PR #2240, opened 2021-09-25
Asking for review

DannyL90:
Please give feedback on my code

### DIFF
--- a/lib/airport.rb
+++ b/lib/airport.rb
@@ -9,8 +9,12 @@ class Airport
     end
 
     def take_off(plane)
-        @register.delete(plane)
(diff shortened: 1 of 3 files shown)


lib/airport.rb
```diff
@@ -0,0 +1,25 @@
+class Airport
+
+    def initialize
+        @register = []
```
pinteck, line 4: Since you are using plane ids to keep track of the planes in the register, using a hash would be an appropriate data structure.

pinteck (approved):
I liked that you wrote a very clear README and your code is readable and clean. 
Thank you

PR #2241, opened 2021-09-25
Airport Challenge. Nejla Lowe.

nejlalowe:


lib/airport.rb
```diff
@@ -0,0 +1,23 @@
+class Airport
+  attr_reader :capacity, :planes_hub
+
+  def initialize(capacity = 50)
+    @capacity = capacity
```
LeoBrownPhonic, line 5: Based on the Boris Bikes example I think this should perhaps be a Class Constant with a capital letter?

lib/airport.rb
```diff
@@ -0,0 +1,23 @@
...
+    @planes_hub = []
+  end
+
+  def land(plane)
```
LeoBrownPhonic, line 9: This is where I get confused - user story says the air traffic controller wants to instruct the PLANE to lane.  I put land as a method on the Plane Class but then ran into further considerations (like prevent landing) that caused me to think more about this

lib/airport.rb
```diff
@@ -0,0 +1,23 @@
...
+    fail "this airport is full" if full?
+    @planes_hub << plane
+  end
+
+  def takeoff(plane)
```
LeoBrownPhonic, line 14: This will remove a plane but it assumes the planes land and later takeoff in the same order.  If the planes become unique instances (i.e. each plane is identifiable (Air France45675 = Plane.new) this might remove the wrong plane from the airport list.

lib/airport.rb
```diff
@@ -0,0 +1,23 @@
...
+    @planes_hub.pop
+  end
+
+  private
+
```
LeoBrownPhonic, line 19: This looks right to me - full? as a private method

spec/airport_spec.rb
```diff
@@ -0,0 +1,28 @@
+require "./lib/airport"
+require "./lib/weather"
+
+describe Airport do
+  it "allows a plane to land at airport" do
+    expect(subject).to respond_to(:land).with(1).arguments
+  end
+
+  it "allows a plane to takeoff, and confirms it is no longer in the airport" do
+    airport = Airport.new
```
LeoBrownPhonic, line 10: I interpreted this as sending a message back to the air traffic controller i.e. - I have taken off.  Adjusting the airport data store is fine but doesn't explicitly report this to air traffic control

spec/airport_spec.rb
```diff
@@ -0,0 +1,28 @@
...
+    plane2 = Plane.new
+    airport.land(plane1)
+    airport.land(plane2)
+    airport.takeoff(plane2)
+    expect(airport.planes_hub.count).to eq 1
+  end
+
+  it "return an error if airport is full" do
+    airport = Airport.new
+    50.times { airport.land(Plane.new) }
```
LeoBrownPhonic, line 21: Eventually this '50' should be replaced by the default capacity constant (+1) so the test changes automatically to match the altered airport capacity.

spec/plane_spec.rb
```diff
@@ -0,0 +1,6 @@
+require "plane"
+describe Plane do
+  it "confirms that plane is no longer in the airport" do
+    expect(subject.departed).to eq true
```
LeoBrownPhonic, line 4: Should departed be 'flying'? that way it could be also used to prevent already landed planes from landing

PR #241, opened 2025-01-16
Added see proponents view button to nav submission view page

qhanson55:
# Description

Added see proponents view button to nav submission view page
So that navs can help proponents with the tracker if they don't understand what they're seeing

## Types of changes

## Checklist

### DIFF
--- a/frontend/src/views/housing/submission/SubmissionView.vue
+++ b/frontend/src/views/housing/submission/SubmissionView.vue
@@ -1,6 +1,7 @@
 <script setup lang="ts">
 import { storeToRefs } from 'pinia';
 import { filesize } from 'filesize';
+import { useI18n } from 'vue-i18n';
 import { computed, onMounted, ref } from 'vue';
 import { useRouter } from 'vue-router';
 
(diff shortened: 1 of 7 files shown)


sanjaytkbabu (approved):

frontend/src/views/housing/submission/SubmissionView.vue
```diff
@@ -164,23 +164,55 @@ onMounted(async () => {
...
+        })
+      "
+      @keydown.space.prevent="
+        router.push({
+          name: RouteName.HOUSING_PROJECT,
+          params: {
+            submissionId: submissionId
+          }
+        })
+      "
```
jujaga, line 210: Duplication: If we're always doing the same action across click and the accessibility options, it might be worth having a quick onViewClick arrow callback function as a singleton defined so that the attributes all call the same function instead of directly defining the router push three times.

qhanson55: addressed

kyle1morel: I'm half wondering if we want to wrap the PrimeVue button into it's own component? We leave ourselves open to missing accessibility requirements by always having to define them like this.

frontend/src/views/housing/submission/SubmissionView.vue
```diff
@@ -164,23 +173,34 @@ onMounted(async () => {
...
+      outlined
+      @click="navigateToProponentView()"
+      @keydown.enter.prevent="navigateToProponentView()"
+      @keydown.space.prevent="navigateToProponentView()"
     >
-      (Completed)
-    </span>
-  </h1>
+      <font-awesome-icon icon="fa-solid fa-eye" />
+      See Proponent's View
```
jujaga, line 201: i18n?

jujaga (approved):
Semantically makes sense. Tentatively approving with another minor comment.

wilwong89 (approved):

frontend/src/views/housing/submission/SubmissionView.vue
qhanson55: At some point Primvue has updated there button. (possibly late 3.X or in the 4 update) so this is no longer needed for PrimeVue buttons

++++

| Task instructions |
Retype all of the entries shown above, exactly.

| Answer |
PR #2240, opened 2021-09-25
Asking for review

DannyL90:
Please give feedback on my code

### DIFF
--- a/lib/airport.rb
+++ b/lib/airport.rb
@@ -9,8 +9,12 @@ class Airport
     end
 
     def take_off(plane)
-        @register.delete(plane)
(diff shortened: 1 of 3 files shown)


lib/airport.rb
```diff
@@ -0,0 +1,25 @@
+class Airport
+
+    def initialize
+        @register = []
```
pinteck, line 4: Since you are using plane ids to keep track of the planes in the register, using a hash would be an appropriate data structure.

pinteck (approved):
I liked that you wrote a very clear README and your code is readable and clean. 
Thank you

PR #2241, opened 2021-09-25
Airport Challenge. Nejla Lowe.

nejlalowe:


lib/airport.rb
```diff
@@ -0,0 +1,23 @@
+class Airport
+  attr_reader :capacity, :planes_hub
+
+  def initialize(capacity = 50)
+    @capacity = capacity
```
LeoBrownPhonic, line 5: Based on the Boris Bikes example I think this should perhaps be a Class Constant with a capital letter?

lib/airport.rb
```diff
@@ -0,0 +1,23 @@
...
+    @planes_hub = []
+  end
+
+  def land(plane)
```
LeoBrownPhonic, line 9: This is where I get confused - user story says the air traffic controller wants to instruct the PLANE to lane.  I put land as a method on the Plane Class but then ran into further considerations (like prevent landing) that caused me to think more about this

lib/airport.rb
```diff
@@ -0,0 +1,23 @@
...
+    fail "this airport is full" if full?
+    @planes_hub << plane
+  end
+
+  def takeoff(plane)
```
LeoBrownPhonic, line 14: This will remove a plane but it assumes the planes land and later takeoff in the same order.  If the planes become unique instances (i.e. each plane is identifiable (Air France45675 = Plane.new) this might remove the wrong plane from the airport list.

lib/airport.rb
```diff
@@ -0,0 +1,23 @@
...
+    @planes_hub.pop
+  end
+
+  private
+
```
LeoBrownPhonic, line 19: This looks right to me - full? as a private method

spec/airport_spec.rb
```diff
@@ -0,0 +1,28 @@
+require "./lib/airport"
+require "./lib/weather"
+
+describe Airport do
+  it "allows a plane to land at airport" do
+    expect(subject).to respond_to(:land).with(1).arguments
+  end
+
+  it "allows a plane to takeoff, and confirms it is no longer in the airport" do
+    airport = Airport.new
```
LeoBrownPhonic, line 10: I interpreted this as sending a message back to the air traffic controller i.e. - I have taken off.  Adjusting the airport data store is fine but doesn't explicitly report this to air traffic control

spec/airport_spec.rb
```diff
@@ -0,0 +1,28 @@
...
+    plane2 = Plane.new
+    airport.land(plane1)
+    airport.land(plane2)
+    airport.takeoff(plane2)
+    expect(airport.planes_hub.count).to eq 1
+  end
+
+  it "return an error if airport is full" do
+    airport = Airport.new
+    50.times { airport.land(Plane.new) }
```
LeoBrownPhonic, line 21: Eventually this '50' should be replaced by the default capacity constant (+1) so the test changes automatically to match the altered airport capacity.

spec/plane_spec.rb
```diff
@@ -0,0 +1,6 @@
+require "plane"
+describe Plane do
+  it "confirms that plane is no longer in the airport" do
+    expect(subject.departed).to eq true
```
LeoBrownPhonic, line 4: Should departed be 'flying'? that way it could be also used to prevent already landed planes from landing

PR #241, opened 2025-01-16
Added see proponents view button to nav submission view page

qhanson55:
# Description

Added see proponents view button to nav submission view page
So that navs can help proponents with the tracker if they don't understand what they're seeing

## Types of changes

## Checklist

### DIFF
--- a/frontend/src/views/housing/submission/SubmissionView.vue
+++ b/frontend/src/views/housing/submission/SubmissionView.vue
@@ -1,6 +1,7 @@
 <script setup lang="ts">
 import { storeToRefs } from 'pinia';
 import { filesize } from 'filesize';
+import { useI18n } from 'vue-i18n';
 import { computed, onMounted, ref } from 'vue';
 import { useRouter } from 'vue-router';
 
(diff shortened: 1 of 7 files shown)


sanjaytkbabu (approved):

frontend/src/views/housing/submission/SubmissionView.vue
```diff
@@ -164,23 +164,55 @@ onMounted(async () => {
...
+        })
+      "
+      @keydown.space.prevent="
+        router.push({
+          name: RouteName.HOUSING_PROJECT,
+          params: {
+            submissionId: submissionId
+          }
+        })
+      "
```
jujaga, line 210: Duplication: If we're always doing the same action across click and the accessibility options, it might be worth having a quick onViewClick arrow callback function as a singleton defined so that the attributes all call the same function instead of directly defining the router push three times.

qhanson55: addressed

kyle1morel: I'm half wondering if we want to wrap the PrimeVue button into it's own component? We leave ourselves open to missing accessibility requirements by always having to define them like this.

frontend/src/views/housing/submission/SubmissionView.vue
```diff
@@ -164,23 +173,34 @@ onMounted(async () => {
...
+      outlined
+      @click="navigateToProponentView()"
+      @keydown.enter.prevent="navigateToProponentView()"
+      @keydown.space.prevent="navigateToProponentView()"
     >
-      (Completed)
-    </span>
-  </h1>
+      <font-awesome-icon icon="fa-solid fa-eye" />
+      See Proponent's View
```
jujaga, line 201: i18n?

jujaga (approved):
Semantically makes sense. Tentatively approving with another minor comment.

wilwong89 (approved):

frontend/src/views/housing/submission/SubmissionView.vue
qhanson55: At some point Primvue has updated there button. (possibly late 3.X or in the 4 update) so this is no longer needed for PrimeVue buttons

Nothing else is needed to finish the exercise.